This is real news in a small market with few, clustered, compact hotspots. I can guarantee that the impact on acceptance rates will be significant.

It's damn good news for all but the cheapskate riders, too. I can see how many people on the fringes are not being served during peak but non-surge hours due to distance.


----------



## uberdriverfornow

theres nothing definitive in this on how its going to be calculated and it doesnt even kick in until after 10 minutes which is a joke

most riders will probably just keep canceling to try to get someone closer and since theres no penalty for continuously canceling this is just more talk and little action on ubers part


----------



## Alison Chains

You could also be right. Let's field test it. My prediction for my market is bullish.


----------



## Mars Troll Number 4

I'm shocked uber is doing this. This is great news...

If uber can turn a profit on this i don't see why they wouldn't keep it.

And in my opinion it WILL improve service..


----------



## Mista T

I am cautiously optimistic. In my market this could be as big an announcement as in app Tipping. Wait times are often over 2 minutes, very frustrating. And pickup times are almost always 4-8 minutes, anything longer gets ignored by many full timers.

Hoping the details are good, not just more Uber screwing us with greed.


----------



## heynow321

You guys must be new drivers ...


----------



## MHR

This will possibly, if done well, help in my area. I live in TX and pick-ups can be quite lengthy once you get away from the metropolitan areas. 

I have become very selective about how far I will go for a pick-up (thanks to you guys) so this MIGHT just help both driver and pax.


----------



## JimKE

This is very similar to the "Long Trip" notification. Interesting, and potentially beneficial, idea -- but *the devil is in the details*.

Long trip could have been good, and beneficial to Uber, pax, and drivers, but Uber messed it up.

Pool pickup fees for additional riders are another good idea -- but in our market, Uber pays 50 cents. That's a pitiful sum, which is disrespectful and insulting to Miami drivers.

We'll see what the real world looks like with "Long Pickups" and "Last Minute Cancellations."

With the recent destination filter fiasco, "180 Days of Change" is starting to look like "180 days of Daydreams."


----------



## Philbert

So it looks like this thing kicks in after 8-11 minutes depending on your market. I guess this is cool for rural drivers, but it's basically a pointless feature for city drivers (the backbone of Uber's business) And if it's 15 mins away your only being paid for the last 4 minutes, your still starting off your trip in the red. 20 miles away could cost you $3 in gas while Uber gives you a buck back.

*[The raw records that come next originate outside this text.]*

PR #132, opened 2024-01-03
Add utility fnctions to convert date/time ranges

benthorner:
Needed for https://github.com/octoenergy/kraken-core/pull/116552

This adds two new functions:

- as_finite_datetime_periods
- as_date_periods

Together they can be used to convert (finite) date/time periods to finite
date periods, which is useful where source data is available at time
granularity but needs to be used in date-oriented code.

### DIFF
--- a/tests/test_ranges.py
+++ b/tests/test_ranges.py
@@ -898,3 +898,54 @@ class TestFiniteDateRange:
             )
             union = range | other
             assert union == range
+
+
+class TestAsFiniteDatetimePeriods:
+    def test_converts(self):
+        actually_finite_range = ranges.DatetimeRange(
+            datetime.datetime(2020, 1, 1),
+            datetime.datetime(2020, 1, 5),
+        )
+
+        results = list(
+            ranges.as_finite_datetime_periods(
+                [actually_finite_range],
+            )
+        )
+
+        assert results == [
+            ranges.FiniteDatetimeRange(
+                actually_finite_range.start,
+                actually_finite_range.end,
+            )
+        ]
+
+    def test_errors_if_infinite(self):
+        with pytest.raises(ValueError) as exc_info:
+            ranges.as_finite_datetime_periods(
+                [
+                    ranges.DatetimeRange(datetime.datetime(2020, 1, 1), None),
+                ],
+            )
+
+        assert "Period is not finite at start or end or both" in str(exc_info.value)
+
+
+class TestAsDatePeriods:
+    def test_converts(self):
+        dt_range = ranges.FiniteDatetimeRange(
+            datetime.datetime(2020, 1, 1),
+            datetime.datetime(2020, 1, 5),
+        )
+
+        results = ranges.as_date_periods(
+            [dt_range],
+            date_converter=lambda dt: dt.date(),
+        )
+
+        assert results == [
+            ranges.FiniteDateRange(
+                datetime.date(2020, 1, 1),
+                datetime.date(2020, 1, 4),
+            )
+        ]
--- a/xocto/ranges.py
+++ b/xocto/ranges.py
@@ -440,10 +440,6 @@ class Range(Generic[T]):
         return self.is_left_finite() and self.is_right_finite()
 
 
-# Type aliases for common range types
-DatetimeRange = Range[datetime.datetime]
-
-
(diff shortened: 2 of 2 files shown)


tests/test_ranges.py
```diff
@@ -898,3 +898,54 @@ def test_doesnt_extend_union(self):
...
+
+        results = ranges.as_date_periods(
+            [dt_range],
+            date_converter=lambda dt: dt.date(),
+        )
+
+        assert results == [
+            ranges.FiniteDateRange(
+                datetime.date(2020, 1, 1),
+                datetime.date(2020, 1, 4),
```
benthorner, line 949: 🧀 Date ranges are inclusive at their ends, so subtract a day.

xocto/ranges.py
```diff
@@ -945,3 +946,56 @@ def any_overlapping(ranges: Iterable[Range[T]]) -> bool:
             return True
         range_set.add(range)
     return False
+
+
+def as_finite_datetime_periods(
+    periods: Iterable[HalfFiniteDatetimeRange | DatetimeRange],
```
benthorner, line 952: 🧀 One source of multiple periods is where we're working with `RangeSet`s, which are essentially lists of periods.

xocto/ranges.py
```diff
@@ -944,3 +946,56 @@ def any_overlapping(ranges: Iterable[Range[T]]) -> bool:
...
+    *,
+    date_converter: Callable[[datetime.datetime], datetime.date],
+) -> Sequence[FiniteDateRange]:
+    """
+    Converts the given date/time periods to date periods.
+
+    The given date converter is used to decide what date to ascribe to a
+    given date/time, since we lose timezone info in this conversion.
+
+    We need to decide what to do with partial days at the start and end:
```
benthorner, line 985: 🧀 These are heuristics that are (I think) commonly what we want, but may still be surprising - another approach would be to (optionally) error if we have partial days.

xocto/ranges.py
```diff
@@ -945,3 +946,56 @@ def any_overlapping(ranges: Iterable[Range[T]]) -> bool:
...
+def as_date_periods(
+    periods: Iterable[FiniteDatetimeRange],
+    *,
+    date_converter: Callable[[datetime.datetime], datetime.date],
+) -> Sequence[FiniteDateRange]:
+    """
+    Converts the given date/time periods to date periods.
+
+    The given date converter is used to decide what date to ascribe to a
+    given date/time, since we lose timezone info in this conversion.
```
leamingrad, line 983: 🤔 I don't quite understand this part, could you clarify the following:

My understanding is that we should be passing around datetimes which have timezone information everywhere, in which case we can use `localtime.date` to get the correct day as needed.

I guess the issue is that the typing doesn't prevent us from passing in an unzoned datetime, but maybe we could just throw a value error in that case?

xocto/ranges.py
leamingrad: I think the current behaviour is a bit surprising, since we treat the start and end differently (e.g. if we go from midday to midday, we keep the first day and drop the last).

To keep things simple, I'd be happy to error if we aren't midnight aligned.

Alternatively, I think we could have two functions: `as_covering_date_periods` and `as_covered_date_periods`, which more explicitly cover both behaviours?

leamingrad (changes requested):
This looks good, but I have some questions about the date conversion function that I would like to bottom out.

If it helps, I'd be happy to quick approve a PR with the first commit and the `as_finite_datetime_periods` function?

benthorner:
Thanks for the review @leamingrad ⭐.

> I'd be happy to quick approve a PR with the first commit and the as_finite_datetime_periods function?

Good idea. I've made a PR with just that: https://github.com/octoenergy/xocto/pull/134

(There's also https://github.com/octoenergy/xocto/pull/133 for a little test reorg that meant this PR was more effort than it needed to be.)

Would have been nice if they simply added pickup miles/min to every ride regardless of time/distance. But I could see drivers exploiting it and driving slow or long routes.


----------



## touberornottouber

Mears Troll Number 4 said:


> I'm shocked uber is doing this. This is great news...
> 
> If uber can turn a profit on this i don't see why they wouldn't keep it.
> 
> And in my opinion it WILL improve service..

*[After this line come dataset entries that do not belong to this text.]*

PR #133, opened 2024-01-03
Encapsulate existing range tests in classes

benthorner:
Tangent from https://github.com/octoenergy/xocto/pull/132

This makes it clearer what is being tested and helps guide future
developers to add new tests in the same location.

### DIFF
--- a/tests/test_ranges.py
+++ b/tests/test_ranges.py
@@ -41,272 +41,265 @@ def valid_integer_range(draw):
     return ranges.Range(start, end, boundaries=boundaries)
 
 
-def test_creation():
-    assert ranges.Range(
-        0, 2, boundaries=ranges.RangeBoundaries.EXCLUSIVE_INCLUSIVE
-    ) == ranges.Range(0, 2, boundaries="(]")
+class TestRange:
+    def test_creation(self):
+        assert ranges.Range(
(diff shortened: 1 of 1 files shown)


tests/test_ranges.py
```diff
@@ -41,272 +41,265 @@ def valid_integer_range(draw):
...
-    ],
-)
-def test_range_union(a_str, b_str, expected_str):
-    a = _range_from_string(a_str)
-    b = _range_from_string(b_str)
-    if expected_str is not None:
-        expected = _range_from_string(expected_str)
-    else:
-        expected = None
+class TestRange:
```
benthorner, line 44: 🧀 This is a awkward diff but the only change I'm making is just:

- Creating a new `TestX` class for the class of functions under test.
- Indenting the existing test code to be within these classes.
- Adding a `self` parameter to each encapsulated test function.

The only existing to this is `test_finite_range` (see below).

tests/test_ranges.py
```diff
@@ -898,3 +895,9 @@ def test_doesnt_extend_union(self):
             )
             union = range | other
             assert union == range
+
+    class TestIn:
```
benthorner, line 850: 🧀 Here we already had a grouping for the class of functions under test, with further classes to encapsulate each function; so here I'm following that pattern for a this test, which was previously at the top-level.

leamingrad (approved):
LGTM!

I'm shocked as well. I see some problems with it still though. For instance ratings. Taking long pickups is still risky because many ignorant passengers will blame the driver. It will be worse if they are charged more too. "I made the same trip yesterday but paid $3 less, so I'm giving him 1*!!!"


----------



## Mars Troll Number 4

touberornottouber said:


> I'm shocked as well. I see some problems with it still though. For instance ratings. Taking long pickups is still risky because many ignorant passengers will blame the driver. It will be worse if they are charged more too. "I made the same trip yesterday but paid $3 less, so I'm giving him 1*!!!"


What else is new?


----------



## ginseng41

This will be amazing in my area. We have two price zones which leave the two biggest neighborhoods out of the higher price one and they're usually 8+ minutes when I ignore the requests out. I might be tempted to pick them up if they're surging. Also will be great on game weekends when so many people are in hotels further than 10 minutes away and traffic is so bad that it can take 10 minutes to go a mile


----------



## ShinyAndChrome

Mears Troll Number 4 said:


> I'm shocked uber is doing this. This is great news...
> 
> If uber can turn a profit on this i don't see why they wouldn't keep it.
> 
> And in my opinion it WILL improve service..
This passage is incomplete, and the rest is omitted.